* _Aim of the exercise_: What lines below contain the word "Hebrew"? Please pull each one out.
Data for analysis: Begin
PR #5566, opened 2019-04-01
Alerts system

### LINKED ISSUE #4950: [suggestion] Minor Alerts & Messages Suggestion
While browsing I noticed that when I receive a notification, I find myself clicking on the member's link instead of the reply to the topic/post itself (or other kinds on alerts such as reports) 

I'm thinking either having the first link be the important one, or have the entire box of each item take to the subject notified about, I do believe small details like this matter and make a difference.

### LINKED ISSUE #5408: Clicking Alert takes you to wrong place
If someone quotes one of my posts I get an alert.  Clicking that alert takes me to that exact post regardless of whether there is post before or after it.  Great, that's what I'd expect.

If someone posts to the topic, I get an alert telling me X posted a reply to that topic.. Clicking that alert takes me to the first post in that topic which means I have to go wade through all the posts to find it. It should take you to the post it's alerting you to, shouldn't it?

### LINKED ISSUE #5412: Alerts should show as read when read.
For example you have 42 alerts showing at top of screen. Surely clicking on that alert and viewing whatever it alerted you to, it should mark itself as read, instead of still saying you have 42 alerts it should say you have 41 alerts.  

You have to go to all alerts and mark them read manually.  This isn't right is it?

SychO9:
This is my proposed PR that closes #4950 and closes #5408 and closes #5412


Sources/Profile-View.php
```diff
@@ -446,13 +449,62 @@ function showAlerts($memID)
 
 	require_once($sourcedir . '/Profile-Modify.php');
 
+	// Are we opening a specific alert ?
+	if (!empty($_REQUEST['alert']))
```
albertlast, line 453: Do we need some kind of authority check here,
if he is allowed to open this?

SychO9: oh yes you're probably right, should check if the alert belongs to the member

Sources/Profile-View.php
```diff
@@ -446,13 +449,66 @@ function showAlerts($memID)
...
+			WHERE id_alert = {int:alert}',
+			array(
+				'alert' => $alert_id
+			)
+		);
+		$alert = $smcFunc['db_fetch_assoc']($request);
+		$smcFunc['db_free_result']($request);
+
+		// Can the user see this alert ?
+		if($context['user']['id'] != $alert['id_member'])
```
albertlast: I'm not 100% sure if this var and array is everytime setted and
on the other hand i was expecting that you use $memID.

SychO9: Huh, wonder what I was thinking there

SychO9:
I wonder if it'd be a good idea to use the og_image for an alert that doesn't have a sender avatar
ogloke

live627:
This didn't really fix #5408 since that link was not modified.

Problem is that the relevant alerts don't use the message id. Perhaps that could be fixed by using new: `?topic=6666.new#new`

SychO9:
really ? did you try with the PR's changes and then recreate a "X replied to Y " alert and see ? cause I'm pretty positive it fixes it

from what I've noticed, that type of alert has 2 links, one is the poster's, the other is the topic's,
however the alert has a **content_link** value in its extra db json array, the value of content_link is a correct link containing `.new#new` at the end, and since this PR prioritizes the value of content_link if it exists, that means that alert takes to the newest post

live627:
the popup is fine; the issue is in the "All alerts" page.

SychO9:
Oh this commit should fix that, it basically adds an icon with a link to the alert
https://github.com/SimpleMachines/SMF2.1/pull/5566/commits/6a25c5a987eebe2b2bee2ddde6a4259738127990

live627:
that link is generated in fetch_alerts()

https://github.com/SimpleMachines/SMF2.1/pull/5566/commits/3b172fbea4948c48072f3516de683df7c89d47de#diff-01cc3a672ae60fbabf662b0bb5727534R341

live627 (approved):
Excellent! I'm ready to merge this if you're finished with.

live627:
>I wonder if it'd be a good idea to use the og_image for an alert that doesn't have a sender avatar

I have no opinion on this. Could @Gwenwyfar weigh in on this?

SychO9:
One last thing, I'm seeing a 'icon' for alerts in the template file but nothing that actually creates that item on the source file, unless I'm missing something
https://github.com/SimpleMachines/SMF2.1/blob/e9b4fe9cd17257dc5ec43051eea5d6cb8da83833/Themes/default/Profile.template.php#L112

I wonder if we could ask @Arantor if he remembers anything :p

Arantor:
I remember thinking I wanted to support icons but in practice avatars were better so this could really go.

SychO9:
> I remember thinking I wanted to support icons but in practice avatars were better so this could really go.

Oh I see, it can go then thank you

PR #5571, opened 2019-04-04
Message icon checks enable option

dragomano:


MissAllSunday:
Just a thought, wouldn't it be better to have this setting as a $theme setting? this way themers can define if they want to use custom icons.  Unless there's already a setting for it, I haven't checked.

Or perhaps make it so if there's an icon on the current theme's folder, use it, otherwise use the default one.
Data for analysis: End
Data for analysis: Begin
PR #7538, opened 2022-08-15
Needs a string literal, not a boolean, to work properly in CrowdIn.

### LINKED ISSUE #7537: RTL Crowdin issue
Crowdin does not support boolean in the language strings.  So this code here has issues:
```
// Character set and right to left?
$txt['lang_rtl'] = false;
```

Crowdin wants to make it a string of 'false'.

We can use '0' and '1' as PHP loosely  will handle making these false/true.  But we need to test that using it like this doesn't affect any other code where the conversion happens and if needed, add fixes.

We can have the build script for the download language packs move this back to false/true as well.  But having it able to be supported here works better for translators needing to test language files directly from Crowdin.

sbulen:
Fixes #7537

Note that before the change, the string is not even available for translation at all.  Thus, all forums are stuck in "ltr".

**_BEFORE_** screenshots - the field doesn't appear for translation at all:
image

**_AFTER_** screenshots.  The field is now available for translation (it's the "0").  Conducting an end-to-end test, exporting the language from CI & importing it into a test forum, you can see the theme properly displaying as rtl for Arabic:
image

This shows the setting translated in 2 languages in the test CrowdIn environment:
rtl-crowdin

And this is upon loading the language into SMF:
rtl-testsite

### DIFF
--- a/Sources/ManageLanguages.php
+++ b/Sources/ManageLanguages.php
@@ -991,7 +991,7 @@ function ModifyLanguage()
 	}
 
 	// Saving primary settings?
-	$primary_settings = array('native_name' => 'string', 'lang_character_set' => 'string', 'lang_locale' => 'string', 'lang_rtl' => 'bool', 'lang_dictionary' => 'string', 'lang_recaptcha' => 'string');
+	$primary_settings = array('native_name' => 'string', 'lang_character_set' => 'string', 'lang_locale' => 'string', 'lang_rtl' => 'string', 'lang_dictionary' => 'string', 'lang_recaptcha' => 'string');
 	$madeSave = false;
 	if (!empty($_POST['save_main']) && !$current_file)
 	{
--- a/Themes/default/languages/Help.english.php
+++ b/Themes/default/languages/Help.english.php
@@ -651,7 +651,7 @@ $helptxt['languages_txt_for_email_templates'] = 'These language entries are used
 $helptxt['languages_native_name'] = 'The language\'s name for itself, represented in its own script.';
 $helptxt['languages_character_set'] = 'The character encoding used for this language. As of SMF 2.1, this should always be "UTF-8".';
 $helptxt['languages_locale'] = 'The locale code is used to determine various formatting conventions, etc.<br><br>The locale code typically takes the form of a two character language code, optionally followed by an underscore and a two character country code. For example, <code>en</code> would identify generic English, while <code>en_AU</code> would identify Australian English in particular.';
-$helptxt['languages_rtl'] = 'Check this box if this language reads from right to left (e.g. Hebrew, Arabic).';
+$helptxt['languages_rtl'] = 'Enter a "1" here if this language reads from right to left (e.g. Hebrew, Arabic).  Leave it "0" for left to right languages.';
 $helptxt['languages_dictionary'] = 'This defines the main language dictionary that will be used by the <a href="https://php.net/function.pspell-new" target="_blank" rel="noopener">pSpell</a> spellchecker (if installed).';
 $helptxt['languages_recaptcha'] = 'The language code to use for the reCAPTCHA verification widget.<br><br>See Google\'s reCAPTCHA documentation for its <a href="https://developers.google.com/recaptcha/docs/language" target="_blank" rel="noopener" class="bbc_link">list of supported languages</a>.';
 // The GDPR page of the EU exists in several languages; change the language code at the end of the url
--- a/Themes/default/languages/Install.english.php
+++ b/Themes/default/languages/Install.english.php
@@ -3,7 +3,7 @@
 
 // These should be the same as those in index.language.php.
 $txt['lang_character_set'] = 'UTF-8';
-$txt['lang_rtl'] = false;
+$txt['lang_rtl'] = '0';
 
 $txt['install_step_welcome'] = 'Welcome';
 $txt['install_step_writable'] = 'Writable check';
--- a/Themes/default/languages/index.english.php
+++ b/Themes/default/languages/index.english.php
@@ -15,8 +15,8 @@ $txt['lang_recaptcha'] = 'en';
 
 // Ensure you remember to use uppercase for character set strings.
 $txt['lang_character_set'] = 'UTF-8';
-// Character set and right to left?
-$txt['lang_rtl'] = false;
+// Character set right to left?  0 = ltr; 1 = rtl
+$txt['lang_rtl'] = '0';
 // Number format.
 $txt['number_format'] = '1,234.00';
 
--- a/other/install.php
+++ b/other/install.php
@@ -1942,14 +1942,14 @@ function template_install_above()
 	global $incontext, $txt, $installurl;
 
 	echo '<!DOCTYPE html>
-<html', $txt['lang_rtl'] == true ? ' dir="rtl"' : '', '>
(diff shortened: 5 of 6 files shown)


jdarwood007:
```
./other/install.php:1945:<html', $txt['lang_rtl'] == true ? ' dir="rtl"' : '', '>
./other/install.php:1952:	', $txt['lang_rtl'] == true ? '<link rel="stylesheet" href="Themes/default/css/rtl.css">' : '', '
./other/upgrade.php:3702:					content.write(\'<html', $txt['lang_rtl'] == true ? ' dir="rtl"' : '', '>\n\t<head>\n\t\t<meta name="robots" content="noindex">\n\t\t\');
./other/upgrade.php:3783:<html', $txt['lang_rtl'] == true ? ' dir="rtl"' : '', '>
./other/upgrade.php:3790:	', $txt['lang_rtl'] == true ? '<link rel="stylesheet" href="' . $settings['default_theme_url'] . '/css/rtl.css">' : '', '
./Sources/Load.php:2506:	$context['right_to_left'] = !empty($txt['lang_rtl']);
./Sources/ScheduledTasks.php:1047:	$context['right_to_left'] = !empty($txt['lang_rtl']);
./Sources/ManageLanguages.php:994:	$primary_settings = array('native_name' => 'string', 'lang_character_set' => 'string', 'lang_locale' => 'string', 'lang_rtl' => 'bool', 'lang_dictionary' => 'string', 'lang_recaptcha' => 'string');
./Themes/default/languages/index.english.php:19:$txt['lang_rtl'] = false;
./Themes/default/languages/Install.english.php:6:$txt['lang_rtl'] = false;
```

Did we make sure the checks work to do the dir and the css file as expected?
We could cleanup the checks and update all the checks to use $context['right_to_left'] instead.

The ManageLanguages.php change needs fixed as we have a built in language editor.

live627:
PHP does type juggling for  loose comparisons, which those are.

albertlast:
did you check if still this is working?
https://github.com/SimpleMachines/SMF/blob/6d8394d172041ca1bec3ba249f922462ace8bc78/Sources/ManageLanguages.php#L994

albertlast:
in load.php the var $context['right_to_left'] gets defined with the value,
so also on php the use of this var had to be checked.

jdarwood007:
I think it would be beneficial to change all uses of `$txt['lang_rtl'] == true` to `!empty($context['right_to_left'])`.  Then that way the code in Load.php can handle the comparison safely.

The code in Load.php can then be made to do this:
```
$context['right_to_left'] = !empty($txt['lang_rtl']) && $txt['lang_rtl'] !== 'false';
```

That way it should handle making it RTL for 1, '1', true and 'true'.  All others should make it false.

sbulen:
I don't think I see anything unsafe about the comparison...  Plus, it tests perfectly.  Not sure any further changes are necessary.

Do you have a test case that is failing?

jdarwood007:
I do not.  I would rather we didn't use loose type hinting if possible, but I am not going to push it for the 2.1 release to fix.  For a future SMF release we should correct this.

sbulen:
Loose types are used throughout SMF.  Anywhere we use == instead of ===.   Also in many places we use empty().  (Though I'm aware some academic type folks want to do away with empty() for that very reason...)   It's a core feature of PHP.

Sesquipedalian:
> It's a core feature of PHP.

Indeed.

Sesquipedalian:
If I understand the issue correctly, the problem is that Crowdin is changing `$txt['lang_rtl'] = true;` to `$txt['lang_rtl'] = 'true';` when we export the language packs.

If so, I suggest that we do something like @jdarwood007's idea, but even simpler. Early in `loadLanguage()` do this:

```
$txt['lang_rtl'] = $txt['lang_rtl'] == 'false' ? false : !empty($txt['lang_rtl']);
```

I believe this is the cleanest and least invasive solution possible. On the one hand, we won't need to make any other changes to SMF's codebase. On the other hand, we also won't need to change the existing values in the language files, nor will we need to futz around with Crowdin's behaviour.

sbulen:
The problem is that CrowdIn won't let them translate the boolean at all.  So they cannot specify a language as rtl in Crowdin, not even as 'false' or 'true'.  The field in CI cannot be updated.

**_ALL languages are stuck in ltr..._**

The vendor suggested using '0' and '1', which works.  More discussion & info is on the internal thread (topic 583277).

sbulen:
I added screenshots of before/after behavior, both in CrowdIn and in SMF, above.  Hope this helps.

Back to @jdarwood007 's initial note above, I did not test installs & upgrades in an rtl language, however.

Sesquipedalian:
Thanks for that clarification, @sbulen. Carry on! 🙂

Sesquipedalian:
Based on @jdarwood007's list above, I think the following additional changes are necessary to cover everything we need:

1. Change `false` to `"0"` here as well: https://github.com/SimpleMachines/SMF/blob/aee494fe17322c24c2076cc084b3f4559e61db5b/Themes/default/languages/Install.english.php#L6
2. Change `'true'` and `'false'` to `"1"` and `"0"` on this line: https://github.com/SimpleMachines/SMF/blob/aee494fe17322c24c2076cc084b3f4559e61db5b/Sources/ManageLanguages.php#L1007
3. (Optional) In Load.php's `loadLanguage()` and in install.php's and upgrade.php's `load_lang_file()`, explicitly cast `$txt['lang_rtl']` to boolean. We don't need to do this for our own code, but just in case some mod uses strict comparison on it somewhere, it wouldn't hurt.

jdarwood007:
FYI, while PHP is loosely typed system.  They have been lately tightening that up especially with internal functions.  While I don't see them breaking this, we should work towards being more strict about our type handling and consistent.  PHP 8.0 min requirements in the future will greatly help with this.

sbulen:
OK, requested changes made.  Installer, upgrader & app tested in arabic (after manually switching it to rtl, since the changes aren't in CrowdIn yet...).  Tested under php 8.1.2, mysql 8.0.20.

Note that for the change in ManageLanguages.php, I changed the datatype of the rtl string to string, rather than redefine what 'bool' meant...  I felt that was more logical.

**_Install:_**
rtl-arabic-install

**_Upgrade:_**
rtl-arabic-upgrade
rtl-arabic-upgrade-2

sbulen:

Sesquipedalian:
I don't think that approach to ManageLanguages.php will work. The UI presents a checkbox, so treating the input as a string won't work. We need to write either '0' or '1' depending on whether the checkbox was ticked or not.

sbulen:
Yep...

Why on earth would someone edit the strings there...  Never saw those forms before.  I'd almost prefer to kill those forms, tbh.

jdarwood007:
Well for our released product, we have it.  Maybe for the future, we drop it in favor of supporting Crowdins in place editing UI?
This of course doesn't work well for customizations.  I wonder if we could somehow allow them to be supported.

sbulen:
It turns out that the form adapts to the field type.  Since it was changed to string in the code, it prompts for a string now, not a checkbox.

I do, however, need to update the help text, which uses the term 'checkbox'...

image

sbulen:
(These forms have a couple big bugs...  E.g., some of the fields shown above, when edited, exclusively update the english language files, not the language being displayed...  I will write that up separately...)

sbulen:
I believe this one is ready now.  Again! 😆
Data for analysis: End
Data for analysis: Begin
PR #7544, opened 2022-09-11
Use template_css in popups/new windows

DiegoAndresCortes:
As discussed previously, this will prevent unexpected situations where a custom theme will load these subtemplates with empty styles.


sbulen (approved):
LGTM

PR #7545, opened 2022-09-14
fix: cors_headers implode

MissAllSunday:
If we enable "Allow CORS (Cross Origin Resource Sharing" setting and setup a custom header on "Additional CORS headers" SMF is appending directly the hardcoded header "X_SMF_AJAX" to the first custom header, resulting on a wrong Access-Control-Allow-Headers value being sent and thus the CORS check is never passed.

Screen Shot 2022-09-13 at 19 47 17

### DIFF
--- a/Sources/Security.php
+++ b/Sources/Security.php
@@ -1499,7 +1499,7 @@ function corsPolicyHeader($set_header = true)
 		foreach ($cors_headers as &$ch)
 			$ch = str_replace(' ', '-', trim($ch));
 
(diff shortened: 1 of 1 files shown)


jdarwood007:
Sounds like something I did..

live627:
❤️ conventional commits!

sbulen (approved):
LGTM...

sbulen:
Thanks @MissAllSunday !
Data for analysis: End
* _Task solution_:
-$helptxt['languages_rtl'] = 'Check this box if this language reads from right to left (e.g. Hebrew, Arabic).';
+$helptxt['languages_rtl'] = 'Enter a "1" here if this language reads from right to left (e.g. Hebrew, Arabic).  Leave it "0" for left to right languages.';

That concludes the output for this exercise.